The little girl was awake now, sitting up, looking at them all curiously with those wide, improbable amber eyes. She looked at Rafe and smiled, evidently recognizing him. Then she looked at Lew, and Regis could feel it, like a blow, her shock at the sight of the ragged, ugly scars. Lew was scowling. Well, I don’t blame him—to find out, that way, that he had been drugged, used… Regis had seen Thyra only once or twice, and that briefly, but he had somehow, even then, sensed the tension of anger and desire between Thyra and Lew. And they had been together, sealed to Sharra…

The little girl sat up, tense as a small scared animal. Regis could feel again Lew’s shock at the sudden, frightening resemblance to Marjorie.

Then Lew said, his rough voice muted, “Don’t be scared, chiya. I’m not a pretty sight, but believe me, I don’t eat little girls.”

The little girl smiled. Her small face was charming, pointed in a small triangle. A tooth had come out of the middle of her smile.

“They said you were my father.”

“Oh, God, I suppose so,” Lew said. Suppose so. I know I am, damn it. He was wide open now, and Regis could not shut out his thoughts. Lew sat down uneasily on the edge of the cot. “What do they call you, chiy’lla?”

“Marja,” she said shyly. “I mean—Marguerida. Marguerida Kadarin.” She lisped the name in the soft mountain dialect. Marjorie’s name! “But I just be Marja.” She knelt upright, facing him. “What happen to your other hand?”

Regis had seen enough of Javanne’s children—and his own—to know how direct they were; but Lew was disconcerted by her straightforwardness. He blinked and said, “It was hurt and they had to cut it off.”

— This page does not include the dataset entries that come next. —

Issue #515, opened 2021-08-13
Add Signal/Query interceptors


vitarb:
One of our users has [recently noticed](https://community.temporal.io/t/fine-grained-authorization/2646/6) that we don't have Query/Signal interceptors.

We should address this [TODO](https://github.com/temporalio/sdk-go/blob/c7aae265b40d85663431281d5959e0c61dbb58eb/internal/interceptors.go#L56) and add interceptors for Signal/Query.

vitarb:
We should be able to support open tracing for all calls, headers should be available on API calls too.
Discuss with @Spikhalskiy who has a lot of context in java.

vitarb:
Need to make sure that headers are passed on the server for signal/query.

vitarb:
I'm going to keep this issue focused on Signal/Query as it's more specific.

PR #522, opened 2021-08-27
Add inbound interceptors for Signal and Query

vitarb:
## What was changed
Added inbound interceptors for Signal and Query

## Why?
We lack ability to intercept signals and queries.

## Checklist

1. Partially resolves issue #515

2. How was this tested: unit tested

3. Any docs updates needed?
No

### DIFF
--- a/internal/workflow.go
+++ b/internal/workflow.go
@@ -383,6 +383,15 @@ func NewFuture(ctx Context) (Future, Settable) {
 	return impl, impl
 }
 
+func (wc *workflowEnvironmentInterceptor) ProcessSignal(Context, string, interface{}) {
+	// no op
+}
+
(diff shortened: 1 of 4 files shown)


internal/workflow.go
```diff
@@ -383,6 +383,15 @@ func NewFuture(ctx Context) (Future, Settable) {
 	return impl, impl
 }
 
+func (wc *workflowEnvironmentInterceptor) ProcessSignal(Context, string, interface{}) {
+	// no op
```
Spikhalskiy, line 387: You sure? If it's the same as the root interceptor in Java, I would expect the logic that actually triggers user code processing the signal be around here. Or scheduling of this processing by creating a thread (to respect the ordering).

PR #523, opened 2021-08-30
Add support for errors.Is()

### LINKED ISSUE #403: Can't use `errors.Is` to check a returned error
(Moving https://github.com/temporalio/temporal/issues/1453 here, as I think I created it in the wrong place)

## Expected Behavior

If an activity returns an error from some custom error from my system, it's wrapped and I can check it using `errors.Is`.

## Actual Behavior

My error message is wrapped there, but I can't compare/check it.

```golang
var ErrNotFound = errors.New("not found!")

func TestWorkflowTestSuite(t *testing.T) {
	suite.Run(t, new(WorkflowTestSuite))
}

type WorkflowTestSuite struct {
	suite.Suite
	testsuite.WorkflowTestSuite
	env *testsuite.TestWorkflowEnvironment
}

func (s *WorkflowTestSuite) SetupTest() {
	s.env = s.NewTestWorkflowEnvironment()
}

func (s *WorkflowTestSuite) TearDownTestSuite() {
	s.env.AssertExpectations(s.T())
}

func (s *WorkflowTestSuite) Test_WorkflowErrorHandling() {
	activity := func(number int) error {
		return fmt.Errorf("error: %w", ErrNotFound)
	}
	s.env.RegisterActivity(activity)

	workflow := func(ctx workflow.Context, number int) error {
				MaximumAttempts:    3,
				BackoffCoefficient: 2,
			},
		})

		if err := workflow.ExecuteActivity(ctx, activity, number).Get(ctx, nil); err != nil {
			return err
		}

		return nil
	}
	s.env.RegisterWorkflow(workflow)
	s.env.ExecuteWorkflow(workflow, 123)

	s.True(s.env.IsWorkflowCompleted())
	err := s.env.GetWorkflowError()
	s.ErrorIs(err, ErrNotFound)
}
```

The result will be:

```
Error:      	Target error should be in err chain:
                    expected: "not found!"
                    in chain: "workflow execution error (type: func2, workflowID: default-test-workflow-id, runID: default-test-run-id): activity error (type: func1, scheduledEventID: 0, startedEventID: 0, identity: ): error: not found! (type: wrapError, retryable: true): not found!"
                        "activity error (type: func1, scheduledEventID: 0, startedEventID: 0, identity: ): error: not found! (type: wrapError, retryable: true): not found!"
                        "error: not found! (type: wrapError, retryable: true): not found!"
                        "not found!"
```

## Specifications

  - Version: v1.5.0; 1.6.0
  - Platform: macOS

laniehei:
Resolves #403


internal/error_test.go
```diff
@@ -441,6 +441,102 @@ func Test_CanceledError(t *testing.T) {
...
+	workflowErr := NewTimeoutError("timeout", enumspb.TIMEOUT_TYPE_START_TO_CLOSE, nil)
+	require.True(t, errors.Is(workflowErr, &TimeoutError{}), workflowErr)
+}
+
+// TestWorkflowPanicErrorIs tests whether
+// the errors.Is() method operates as
+// expected.
+func TestWorkflowPanicErrorIs(t *testing.T) {
+	workflowErr := newWorkflowPanicError("", "")
+	require.True(t, errors.Is(workflowErr, &workflowPanicError{}), workflowErr)
```
vitarb, line 481: You can instead call a little shorter form, which under the hood calls `errors.Is` anyways:
'''
require.ErrorIs(t, workflowErr, &CanceledError{})
'''

vitarb (approved):
Please address my comment, otherwise LGTM.

vitarb:
Also linter complains about missing comments (see build output).

internal/error_test.go
laniehei: This is specifically testing that errors.Is(), as the original issue stated. require.ErrorIs() would obfuscate the purpose of the test, no?

vitarb: I would prefer a shorter version given that it does the same thing, but I'll leave this up to you to decide.

laniehei: It appears the user's code originally failed on your more succinct version. Changed the tests!

PR #525, opened 2021-09-02
Revert "Allow pending goroutines exit after workflow completion (#520)"

vitarb:
This reverts commit 0c69423d6b98508c910f65ddad17fbe1967cd8d7.

We are observing some instability in tests after this change landed, reverting it for additional investigation.


Sushisource:
I'm thinking this might actually be due to changes server side related to Cron

vitarb:
Doesn't fix the build failure. No reverting is needed.

PR #527, opened 2021-09-02
Follow new execution chain for other event types also

dnr:
## What was changed

After https://github.com/temporalio/temporal/pull/1866, cron and retried workflow executions will appear with the "proper" event types in their history, instead of continued-as-new. To keep the existing behavior of `WorkflowRun.Get` blocking until the whole chain ends, it should follow the new executions in other event types.

## Why?

Preserving current behavior with new server version.

## Checklist

1. Closes 

2. How was this tested:

The existing test `TestIntegrationSuite/TestFailurePropagation` fails with the current server, this fixes it.

3. Any docs updates needed?


internal/internal_workflow_client.go
```diff
@@ -1082,6 +1087,11 @@ func (workflowRun *workflowRunImpl) Get(ctx context.Context, valuePtr interface{
 		return workflowRun.dataConverter.FromPayloads(attributes.Result, valuePtr)
 	case enumspb.EVENT_TYPE_WORKFLOW_EXECUTION_FAILED:
 		attributes := closeEvent.GetWorkflowExecutionFailedEventAttributes()
+		if attributes.NewExecutionRunId != "" {
+			curRunID := util.PopulatedOnceCell(attributes.NewExecutionRunId)
+			workflowRun.currentRunID = &curRunID
+			return workflowRun.Get(ctx, valuePtr)
+		}
```
Sushisource, line 1094: Can we extract this bit to its own little helper function? Also gives us the opportunity to comment it explaining the reason

dnr: Sure

Sushisource (approved):

PR #539, opened 2021-09-16
Start worker even when no workflow/activity registered

yiminc:
## What was changed
Do not skip worker start when registry is empty.

## Why?
There are uses cases where registry happen after worker is started, for example in integration tests that you want to start worker as part of test setup where you don't know what to register yet.
This check only make sense when the registry was done via golang's init() func. Now registry is per worker and can be done after worker is started. The current behavior of silently skip worker start is inconvenient.

### DIFF
--- a/evictiontest/workflow_cache_eviction_test.go
+++ b/evictiontest/workflow_cache_eviction_test.go
@@ -159,7 +159,7 @@ func (s *CacheEvictionSuite) TestResetStickyOnEviction() {
 	s.service.EXPECT().ResetStickyTaskQueue(gomock.Any(), gomock.Any()).DoAndReturn(mockResetStickyTaskQueue).Times(1)
 
 	client := internal.NewServiceClient(s.service, nil, internal.ClientOptions{})
-	workflowWorker := internal.NewAggregatedWorker(client, "taskqueue", worker.Options{})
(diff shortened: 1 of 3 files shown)


Sushisource (approved):

evictiontest/workflow_cache_eviction_test.go
```diff
@@ -159,7 +159,7 @@ func (s *CacheEvictionSuite) TestResetStickyOnEviction() {
 	s.service.EXPECT().ResetStickyTaskQueue(gomock.Any(), gomock.Any()).DoAndReturn(mockResetStickyTaskQueue).Times(1)
 
 	client := internal.NewServiceClient(s.service, nil, internal.ClientOptions{})
-	workflowWorker := internal.NewAggregatedWorker(client, "taskqueue", worker.Options{})
+	workflowWorker := internal.NewAggregatedWorker(client, "taskqueue", worker.Options{LocalActivityWorkerOnly: true})
```
yiminc, line 162: This test requires workflow worker only and the mock service is setup accordingly. If we start activity worker, the mock would complain. The test works because this test does not register any activity and as side effect, activity worker does not start. With the change in this PR, activity worker would start and this test failed. Fix is to explicitly disable activity worker.

PR #540, opened 2021-09-17
Fix local activity retry backoff

yiminc:
## What was changed
Fix local activity retry backoff calculation.

## Why?
Attempt used to start from 0, then it was changed to start from 1, but backoff calculation wasn't updated accordingly.

## Checklist

1. Closes 

2. How was this tested:

3. Any docs updates needed?


vitarb (approved):
Is this relevant for local activity only, or should we change general retry logic here https://github.com/temporalio/sdk-go/blob/00ce39afa471d07fdcd34142f645d42fadc92c36/internal/common/retry/interceptor.go#L136 as well?

yiminc:
@vitarb , the backoff changed in this PR is only used by local activity and the unit test framework to calculate activity/workflow retry backoff in unit test. I'm not sure about the grpc_retry as I don't know what is the attempt used there. It is worth double check.

PR #550, opened 2021-09-24
Service interceptors

robholland:
This is a spike of the service interceptor idea to provide a plugin-safe API for encryption and compression. For use cases that don't require varying encoding based on workflow context this is working well. The missing piece is a way for interceptor's encode method to have sight of the Header in order to make decisions about which key it should use or similar.


Sushisource:
Here's maybe an alternative approach with less code, and I think maybe can be layered on in a backwards compat way.

One of the main missing pieces is giving information about the overall request/response being de/serialized. You've solved that here by intercepting the request or response, and then selectively exposing parts of that req/resp. My idea is similar, but a bit less verbose and tries to expand on our existing `DataConverter`

The idea is rather than having `DataConverter` operate on `Payload` or `Payloads` types, which completely lack any sort of context, it can operate on a `PayloadInContext` type (or, they could be passed as extra params to new functions, but I think I prefer a type) which looks something like:

```go
type PayloadInContext struct {
  // Exposed directly so user can do conversion. Or could be exposed as method.
  Data: *Payload
  // This is the request or response type which eventually contains the payload. 
  // IE: If the payload is nested within a `Header` inside of a `PollWorkflowTaskQueueResponse`,
  //  this field would be a pointer to the overall poll response.
  livesInside: interface{}
  // If applicable, pointer to wf / whatever else context
  context: Context
}
```

Then that struct can implement an interface (or directly expose, not sure) methods like `getHeaders` which would return the overall headers for the req/resp if they exist, `getContext` for the workflow/etc context, and anything else needed.

For compat, I'm not exactly sure what the best approach is to expose this in a compat way. Maybe we wrap incoming dataconverters with something that can expose the `PayloadInContext` struct? That way the wold way still works but you can get the upgraded version if needed?

WDYT?

internal/interceptors.go
```diff
@@ -242,3 +248,1210 @@ func (t *WorkflowOutboundCallsInterceptorBase) GetLastCompletionResult(ctx Conte
...
+)
+
+var HeadersCache = map[string]*commonpb.Header{}
+
+type BaseRequestResponseInterceptor struct{}
+
+var _ RequestResponseInterceptor = &BaseRequestResponseInterceptor{}
+
+func (i *BaseRequestResponseInterceptor) SetHeaderForWorkflowExecution(token string, header *commonpb.Header) {
+	HeadersCache[token] = header
```
cretz, line 427: What is the use case for this? This isn't safe for concurrent calls of course yet is updating a global var.

robholland:
I think we're heading in a different direction for this. Closing for now.

PR #559, opened 2021-09-25
Add a test which double checks some cancel-on exit behavior

Sushisource:
## What was changed
Added a test (that didn't repro anything)

## Why?
Protection against possible canceled-after-fired errors

## Checklist

1. Closes 

2. How was this tested:

3. Any docs updates needed?

### DIFF
--- a/test/integration_test.go
+++ b/test/integration_test.go
@@ -59,6 +59,15 @@ import (
 	"go.temporal.io/sdk/workflow"
 )
 
+const (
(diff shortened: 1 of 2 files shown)


Sushisource:
Was not able to repro any cancelled-after-fired bug. Issue we saw may have been b/c of nondeterminism in workflow code.

vitarb (approved):

PR #2060, opened 2025-09-29
fix: inconsistent interceptor span emission when workflow is in replay [WIP]

sourcec0de:
## What was changed
This PR addresses an issue that causes `RunWorkflow:*` spans to be emitted when workflows are viewed in the UI (i.e in replay). To make the behavior consistent, `startNonReplaySpan` was extracted from `tracingWorkflowOutboundInterceptor` and simplified to check the workflow context and return a no-op span when the workflow is in replay mode. Then `startNonReplaySpan` is reused in all places where a workflow context is in scope.

## Why?
[Discern](https://discern.com/) uses the `RunWorkflow:*` otel span to alert on complete workflow failures (i.e a workflow that has died indefinitely). When viewing the temporal UI in the cloud console, our monitoring is re-triggered because the query to the worker replays the workflow history and re-emits the `RunWorkflow` span.

[Historical context in slack](https://temporalio.slack.com/archives/CTDTU3J4T/p1736795189388109)

### How was this tested:
I am still in the process of testing this using go workspaces by aliasing my branch of `temporalio/sdk-go` in our Go environment.

### DIFF
--- a/interceptor/tracing_interceptor.go
+++ b/interceptor/tracing_interceptor.go
@@ -63,7 +63,7 @@ type Tracer interface {
 // BaseTracer is a default implementation of Tracer meant for embedding.
 type BaseTracer struct{}
 
-func (BaseTracer) GetLogger(logger log.Logger, ref TracerSpanRef) log.Logger {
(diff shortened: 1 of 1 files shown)


sourcec0de:
cc: @cretz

Her amber eyes were enormous. Regis could feel her thinking this over. “I’m sorry—” and then she said, trying the word out on her tongue, “Father.” She reached up and patted his scarred cheek with her small hand. Lew swallowed hard and caught her against him, his head bent; but Regis could feel that he was shaken, close to tears, and again could not shut out Lew’s thoughts.

I saw this child once, even before Marjorie and I were lovers, saw her in a vision, and thought it meant that Marjorie would bear my child, that all would be well with us—I foresaw; but I did not foresee that Marjorie would have been dead for years before ever this daughter of mine and I should meet…

“Where were you brought up, Marja?”

“In a big house with lots of other little boys and girls,” she said, “They’re orphans, but I’m something else. It’s a bad word that Matron says I must never, never say, but I’ll whisper it to you.”

“Don’t,” Lew said. He could guess; Regis remembered that there were still those who had called him bastard, even after he was acknowledged Heir to Alton. He had her snuggled on his lap now, in the curve of his arm.